Scope of Linear Viscoelastic Behaviors


Starting with the two idealized cases describing condensed matters:
1. Purely elastic solid: $$\sigma \propto \epsilon$$
2. Purely viscous liquid: $$\sigma \propto \dot\epsilon$$

Viscoelastic system is a deviation from these two ideal cases.
Viscoelastic materials exhibit behavior that combines liquid-like and solid-like characteristics under a conventional timescale.

“Linear” vs. Nonlinear

A straightforward criteria to determine if viscoelastic behavior is in linear region is that the stimulus and response are proportional. For example, in a mechanical experiment, if the measured modulus is not a function of input stress or strain, then the response is in linear viscoelastic region.

A strict definition according to Ferry is quoted as:
If both strain and rate of strain are infinitesimal, and the time-dependent stress-strain relations can be described by linear differential equations with constant coefficients, we have linear viscoelastic behavior.
This definition helps formulating stress-strain relations using material properties (“constant coefficients” in the quoted sentence) that are only dependent on time, temperature, aging time, etc., but independent of stress and/or strain.

Linear Viscoelastic Behaviors in Simple Shear

A homogeneous deformation of an isotropic material can be decomposed into three parts: bulk deformation (volume change), shear deformation (shape change), and thermal deformation (temperature change). The three parts have the same functional form within linear viscoelastic assumption.
Here we use the simple shear deformation as an example to define the linear viscoelastic material properties.

Constitutive Equations for Transient (Time-Dependent) Behaviors

In the case of simple shear, stress and strain are expressed as:
$$\sigma_{ij} = \begin{pmatrix}0 & \sigma_{12} & 0 \\\sigma_{12} & 0 & 0 \\0 & 0 & 0\end{pmatrix}, \quad \epsilon_{ij} = \begin{pmatrix}0 & \epsilon_{12} & 0 \\\epsilon_{12} & 0 & 0 \\0 & 0 & 0\end{pmatrix}$$
Stress and strain components ($$\sigma_{12}, \epsilon_{12}$$) are related by the following constitutive equations:

In the Form of Relaxation Modulus $$G(t)$$

Assuming the effects of sequential changes in strain are additive, stress can be expressed as
$$\sigma_{12}(t)=\int_{-\infty}^t G(t-t^\prime)\dot\epsilon_{12}(t^\prime) dt^\prime \tag{1}$$
where $$G(t)$$ is relaxation modulus measured in stress relaxation experiment after a sudden strain.

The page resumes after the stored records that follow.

PR #2327, opened 2020-08-31
[RAFT] Refactor leader election logic

dangleptr:
Forget the original logic,  just focus on the new one. 

The heart logic is we will use 2PC to do election,  otherwise we can't have a totally correct one.

### DIFF
--- a/src/kvstore/raftex/RaftPart.cpp
+++ b/src/kvstore/raftex/RaftPart.cpp
@@ -1620,7 +1620,7 @@ cpp2::ErrorCode RaftPart::verifyLeader(
     } else if (req.get_current_term() > term_) {
         // Leader stickness, no matter the term in Request is larger or not.
         // TODO(heng) Maybe we should reconsider the logic
-        if (leader_ != candidate
+        if (leader_ !=  std::make_pair(0, 0) && leader_ != candidate
                 && lastMsgRecvDur_.elapsedInMSec()
                         < FLAGS_raft_heartbeat_interval_secs * 1000) {
             LOG_EVERY_N(INFO, 100) << idStr_ << "I believe the leader " << leader_ << " exists. "
--- a/src/kvstore/raftex/RaftPart.cpp
+++ b/src/kvstore/raftex/RaftPart.cpp
@@ -1008,6 +1008,9 @@ bool RaftPart::prepareElectionRequest(
         return false;
     }
 
+    // Before start a new election, reset the votedAddr
+    votedAddr_ = std::make_pair(0, 0);
+
     req.set_space(spaceId_);
     req.set_part(partId_);
     req.set_candidate_ip(addr_.first);
@@ -1352,10 +1355,10 @@ void RaftPart::processAskForVoteRequest(
         }
     }
 
-    // If we have voted for somebody, we will reject other candidates under the votedTerm.
-    if (votedAddr_ != std::make_pair(0, 0) && votedTerm_ >= req.get_term()) {
+    // If we have voted for somebody, we will reject other candidates under the proposedTerm.
+    if (votedAddr_ != std::make_pair(0, 0) && proposedTerm_ >= req.get_term()) {
         LOG(INFO) << idStr_
-                  << "We have voted " << votedAddr_ << " on term " << votedTerm_
+                  << "We have voted " << votedAddr_ << " on term " << proposedTerm_
                   << ", so we should reject the candidate " << candidate
                   << " request on term " << req.get_term();
         resp.set_error_code(cpp2::ErrorCode::E_TERM_OUT_OF_DATE);
@@ -1377,7 +1380,7 @@ void RaftPart::processAskForVoteRequest(
 
     role_ = Role::FOLLOWER;
     votedAddr_ = candidate;
-    votedTerm_ = req.get_term();
+    proposedTerm_ = req.get_term();
     leader_ = std::make_pair(0, 0);
 
     // Reset the last message time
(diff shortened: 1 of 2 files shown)


critical27:
The roll back logic in follower need to be reconsidered. After rethink for a while, I don't think we can simply rollback to neither leader's commitId or follower's commitId.

critical27:
||lastLogId|commitId|lastLogTerm|
||||
|A|90|70|5|
|B|80|70|5|
|C|75|60|4|

liuyu85cn (approved):
LGTM

liuyu85cn:
> In this case, we need to rollback to exactly 65, which is the latest point of entry with same index and term.
||lastLogId|commitId|lastLogTerm|
|-|-|-|-|
|A|90|70|5|
|B|80|70|5|
|C|75|60|4|

liuyu85cn:
||60|62|64|65|
|-|-|-|-|-|
|S1|4|5|5|5|
|S2|4|5|5|6|
|S3|4|5|||
|S4|4|5|||
|S5|4||||
|S6|4||||
|S7|4||||

darionyaphet (approved):

dangleptr:
> The roll back logic in follower need to be reconsidered. After rethink for a while, I don't think we can simply rollback to neither leader's commitId or follower's commitId.

Let's take care of the rollback logic in another pr.

critical27 (approved):

src/kvstore/raftex/RaftPart.h
```diff
@@ -492,15 +492,27 @@ class RaftPart : public std::enable_shared_from_this<RaftPart> {
...
     // bumped up by 1 every time when sending out the AskForVote
     // Request
+
+    // If voted for somebody, the proposeTerm will be reset to the candidate
+    // propose term. So we could use it to prevent revote if someone else ask for
+    // vote for current proposedTerm.
+
+    // TODO(heng) We should persist it on the disk in the future
+    // Otherwise, after restart the whole cluster, maybe the stale
+    // leader still has the unsend log with larger term, and after other
```
darionyaphet, line 513: to avoid larger term with longer log which hold in locally?

darionyaphet (approved):

src/kvstore/raftex/RaftPart.cpp
```diff
@@ -1010,6 +1010,9 @@ bool RaftPart::prepareElectionRequest(
         return false;
     }
 
+    // Before start a new election, reset the votedAddr
+    votedAddr_ = std::make_pair(0, 0);
```
wadeliuyi, line 1014: why we do not vote myself? In the raft paper, we should vote for myself first.

src/kvstore/raftex/RaftPart.cpp
```diff
@@ -1362,6 +1357,16 @@ void RaftPart::processAskForVoteRequest(
         }
     }
 
+    // If we have voted for somebody, we will reject other candidates under the proposedTerm.
+    if (votedAddr_ != std::make_pair(0, 0) && proposedTerm_ >= req.get_term()) {
```
wadeliuyi, line 1361: because we do not vote myself, so this check will not true if we are a candidate. and then the other candidate will convert we from candidate to follower

src/kvstore/raftex/RaftPart.cpp
```diff
@@ -1632,54 +1614,48 @@ cpp2::ErrorCode RaftPart::verifyLeader(
...
+                    && leader_ == std::make_pair(0, 0)) {
+                LOG_EVERY_N(INFO, 100) << idStr_
+                                       << "I dont know who is leader for current term " << term_
+                                       << ", so accept the candidate " << candidate;
+                break;
+            }
+            // Same leader
+            if (role_ != Role::LEADER
+                    && candidate == leader_)  {
+                return cpp2::ErrorCode::SUCCEEDED;
```
wadeliuyi, line 1648: maybe in most case will return from this branch, is it better do this check first?

src/kvstore/raftex/RaftPart.cpp
```diff
@@ -1632,54 +1614,48 @@ cpp2::ErrorCode RaftPart::verifyLeader(
...
+                        < FLAGS_raft_heartbeat_interval_secs * 1000) {
+            LOG_EVERY_N(INFO, 100) << idStr_ << "I believe the leader " << leader_ << " exists. "
+                                   << "Refuse to append logs of " << candidate;
+            return cpp2::ErrorCode::E_WRONG_LEADER;
         }
+    } else {
+        // req.get_current_term() == term_
+        do {
+            if (role_ != Role::LEADER
+                    && leader_ == std::make_pair(0, 0)) {
```
wadeliuyi, line 1639: I want ask a question: I think a long time but I do not know what communication sequence about all member of raft will in this condition?

src/kvstore/raftex/RaftPart.cpp
dangleptr: Maybe the variable name is not clear enough. It is just uesed to recored whether current replica has voted for somebody else in the requested term.

src/kvstore/raftex/RaftPart.cpp
dangleptr: That's fine.  The branch elimination is not so important in current path.

src/kvstore/raftex/RaftPart.cpp
dangleptr: A(Leader)  B  C

C is fenced for a while then rejoin the raft group.

critical27:
The ut failed because leader changed after term 1, perhaps we need to also judge term in `waitUntilLeaderElected`.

In the Form of Creep Compliance $$J(t)$$

Alternatively, the strain can be expressed in terms of history of stress as
$$\epsilon_{12}(t)=\int_{-\infty}^t J(t-t^\prime)\dot\sigma_{12}(t^\prime) dt^\prime \tag{2}$$
where $$J(t)$$ is creep compliance measured in creep after a sudden stress.


  • The linked pages show stress and strain responses in stress relaxation and creep experiments within linear viscoelastic region.
  • These two constitutive equations assume that the effects of mechanical history are linearly additive. In these two equations, material properties are only dependent on time, i.e., $$G = G(t)$$, which helps describe different sequences of straining.
  • However, if the effects of temperature and/or aging time histories are of interest, e.g., $$G = G(t; T, t_{aging})$$, linear viscoelastic assumption alone is not sufficient to describe or to de-convolute the effects of current temperature and/or thermal histories. Additional assumption such as “thermorheological simplicity” is needed which says the different relaxation processes follow the same temperature dependence.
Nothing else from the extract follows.